A subsequent study in 2000 found that a substantial number of Lemba men carry a particular haplotype of the Y-chromosome known as the Cohen modal haplotype (CMH), as well as, a haplogroup of Y-DNA Haplogroup J found amongst some Jews, but also in other populations across the Middle East and Arabia.[45][46] The genetic studies have suggested that there is no Semitic female contribution to the Lemba gene pool.[47] This indicates that Jewish men migrated to Africa in ancient times and took wives from among the local people after settling in new communities.

Among Jews the CMH marker is most prevalent among Jewish Kohanim, or hereditary priests. As recounted in Lemba oral tradition, the ancestor of the Buba clan "had a leadership role in bringing the Lemba out of Israel" and eventually into Southern Africa.[48] The genetic study found that 50% of the males in the Buba clan had the Cohanim marker, a proportion higher than in the general Jewish population.[49] While not defining the Lemba as Jews, the genetic results confirm the oral accounts of ancestral males originating from outside Africa, and specifically from southern Arabia.[50]

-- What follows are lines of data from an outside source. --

PR #214, opened 2026-08-24
feat(memory): add report-first stale claim decay

PranavBakre:
## Summary
- add a scheduled `memory-decay-report` native workflow that reports stale low-value claim candidates without mutation
- add explicit `archive-stale --apply` CLI gate with owned age/value thresholds
- make archiveStaleClaims return candidates and default to dry-run while preserving active=0 archival and provenance
- configure thresholds through MEMORY_ARCHIVE_OLDER_THAN_MS and MEMORY_ARCHIVE_MAX_WEIGHT
- add tests and update memory/workflow documentation

## Verification
- bun run typecheck
- bun test src/memory/sqlite.test.ts src/memory/cli.test.ts src/workflows/definition.test.ts

F20 from the memory-lessons compliance audit.


PranavBakre:
Review verdict: BLOCK.

The scheduled native workflow is correctly dry-run (`apply: false`), and the store preserves archived rows via `active = 0`. However, the explicit apply path can bypass the owned safety thresholds: `archive-stale --apply` accepts arbitrary `--older-than-ms` and `--max-weight` values. For example, an operator can run `--older-than-ms 1 --max-weight 999999 --apply`, which archives every claim older than 1 ms, including high-value claims. That conflicts with F20's requirement that the age/value thresholds be owned configuration and with the docs' instruction to apply the reviewed candidate set with the same thresholds. Make apply consume only the configured/env owned thresholds, or bind apply to a reviewed persisted plan/candidate set and reject threshold overrides; add a regression test that a broad override cannot mutate unreviewed/high-value claims.

Also fix the now-stale cut-list statement in `docs/features/claim-dedup-write-guard.md`, which still says decay wiring is absent and `archiveStaleClaims` has no caller.

Focused suite: 100 tests passed; `bun run typecheck` and `git diff --check` passed. No CI checks are configured.

PranavBakre:
Re-review verdict: CLEAN for commit `1089e0e`.

The apply gate now rejects `--older-than-ms` and `--max-weight` whenever `--apply` is supplied, so mutation uses only `MEMORY_ARCHIVE_OLDER_THAN_MS` / `MEMORY_ARCHIVE_MAX_WEIGHT`. Dry-run threshold exploration remains available. The regression covers the malicious override attempt; the succeeding apply uses the configured values. The stale decay-wiring/cut-list documentation was also corrected.

Verification: focused memory/workflow suite passed (100 tests), `bun run typecheck` passed, and `git diff --check` passed. No CI checks are configured.

PR #215, opened 2026-08-24
fix(dashboard): union multi-kind memory recall

PranavBakre:
Summary: dashboard memory recall now unions every requested claim kind and fact subtype, dedupes by claim ID, globally ranks all candidates, and applies one final limit without recording usage. Includes a multi-kind/subtype regression test and code-index updates.

Validation: bun test src/http/routes/memory.test.ts; bun run typecheck.

Fixes audit finding F23.


PranavBakre:
## Review: changes requested

Union/dedupe and `recordUsage: false` are correctly wired, and the focused route test/typecheck pass (6 route tests; typecheck green). Two F23 edge cases remain:

1. `numberParam` accepts negative finite values. `limit=-1` reaches each store recall and then `merged.slice(0, -1)`, returning all-but-one results rather than an empty/error response and violating the requested limit. Clamp/reject non-positive limits explicitly (preserving the existing default behavior for missing/invalid values) and add an invalid/negative-limit test.

2. The final merge is not globally ranked for exact-anchor queries. Each `recallClaims` call computes reciprocal-rank fusion ranks within its filtered scope. The route then sorts those scope-local `score` values as if they were comparable across scopes. A rank-1 candidate in a narrow `lesson` scope can outrank a globally much stronger candidate that was rank 10 in a broader fact scope, even though the requested behavior is one global ranking. Add a cross-scope query test and either perform ranking after a single unfiltered candidate retrieval (with post-filtering/dedupe) or expose/use comparable raw channel scores/global ranks.

These are not covered by the new regression, which only exercises no-query weight ranking and a positive limit.

PranavBakre:
## Final re-review: clean

Both prior blockers are addressed:
- `recallLimit` converts invalid/non-finite inputs to the default, truncates fractional values, clamps negative/zero values to a bounded positive count, and caps the maximum at 50.
- The merged union is no longer sorted by scope-local fused `score`; it reranks on comparable raw cosine, lexical score, weight, and deterministic ID tie-breaks.

Regression coverage now includes cross-scope raw-evidence reranking, negative-limit clamping, union/subtype filtering, dedupe, and `recordUsage: false`.

Validation on `65e76d8`: `bun test /tmp/junior-pr215-final/src/http/routes/memory.test.ts` → 8 passed; `bun run typecheck` → passed. No F23 blocker found; ready.

PR #216, opened 2026-08-24
fix(usage): aggregate SQLite spend in SQL

PranavBakre:
## Summary
- replace SQLite `groupBy` fetch-all + JS reduction with SQL COUNT/SUM/GROUP BY aggregates
- preserve in-memory response shape, null fallback labels, missing-usage counts, bucket ordering, and host-local day semantics
- build bounded SQL CASE segments from historical JavaScript timezone offsets so winter/summer DST boundaries remain correct without materializing rows
- add SQLite/in-memory parity, 2,000-row scale, and America/New_York winter/summer regression coverage
- document the provider boundary and aggregate query behavior

## Verification
- `bun run typecheck`
- `bun test src/usage/store/sqlite.test.ts src/http/routes/spend.test.ts` (13 pass)

Fixes audit finding F22.

### DIFF
--- a/docs/code_index/usage-store.md
+++ b/docs/code_index/usage-store.md
@@ -1,0 +1,21 @@
+# Code Index: Usage Store
+
+Usage persistence and spend aggregation used by the dashboard and health
+routes.
+
+## Code Index
+
+| Symbol | File | Purpose |
+|---|---|---|
+| `UsageStore` | `src/usage/store/interface.ts` | Provider-neutral add/get/list/group/count/thread-summary/retention contract. |
+| `InMemoryUsageStore.groupBy` | `src/usage/store/memory.ts` | Reference aggregate behavior for tests and development. |
+| `SqliteUsageStore.groupBy` | `src/usage/store/sqlite.ts` | Uses SQL `COUNT`, `SUM`, and `GROUP BY` over the bounded time window; only aggregate rows cross into JavaScript. |
+| `groupUsageEvents` | `src/usage/store/aggregate.ts` | In-memory grouping semantics, including null labels, missing-usage turns, and locale-sorted buckets. |
+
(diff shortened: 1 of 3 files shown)


PranavBakre:
## BLOCK — day aggregation uses the current offset, not each event's historical local offset\n\nlocalDaySqlExpression computes one offset from new Date().getTimezoneOffset() at query time and injects it into every row's SQLite strftime call. The in-memory provider uses Date.getFullYear/getMonth/getDate per event, so it applies the offset/DST in effect at that event's timestamp. In a DST timezone this diverges across historical data: with TZ=America/New_York while the process currently has the summer -04:00 offset, an event at 2024-01-01T04:30:00Z is 2023-12-31 locally under JS's historical -05:00 offset, but the SQL expression applies -04:00 and buckets it as 2024-01-01.\n\nF22 explicitly requires parity and host-local day semantics. Please avoid a single current offset (use SQLite localtime with a verified TZ strategy, or a bounded/day-specific implementation that preserves historical DST), and add a TZ/DST regression comparing SQLite and InMemory groupBy(day). Other aggregate filters/nulls/order and no-SELECT-* checks look correct; current focused tests did not cover timezone transitions.

PranavBakre:
## CLEAN — historical timezone/DST parity verified\n\nRe-reviewed 696710a. Day grouping now builds bounded CASE segments from the runtime timezone offset transitions across the requested range, binding segment boundaries and offsets as SQL parameters. This preserves JavaScript Date local-day semantics across historical DST changes while keeping aggregation in SQL; non-day group expressions remain allowlisted and parameter ordering is correct.\n\nVerification: bun run typecheck; 13 focused SQLite/spend tests passed; the same suite also passed under TZ=America/New_York. Null fallbacks, inclusive time bounds, ordering, filter behavior, large-row aggregation, and no SELECT * remain correct. Docs describe the historical-offset strategy. No F22 blocker found.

More recently, Mendez et al. (2011) observed that a moderately high frequency of the studied Lemba samples carried Y-DNA Haplogroup T, which is also considered to be of Near Eastern origin. The Lemba T carriers belonged exclusively to T1b*, which is rare and was not sampled in indigenous Jews of the Near East or North Africa. T1b* has been observed at low frequencies in the Bulgarian and Ashkenazi Jews as well as in a few Levantine populations.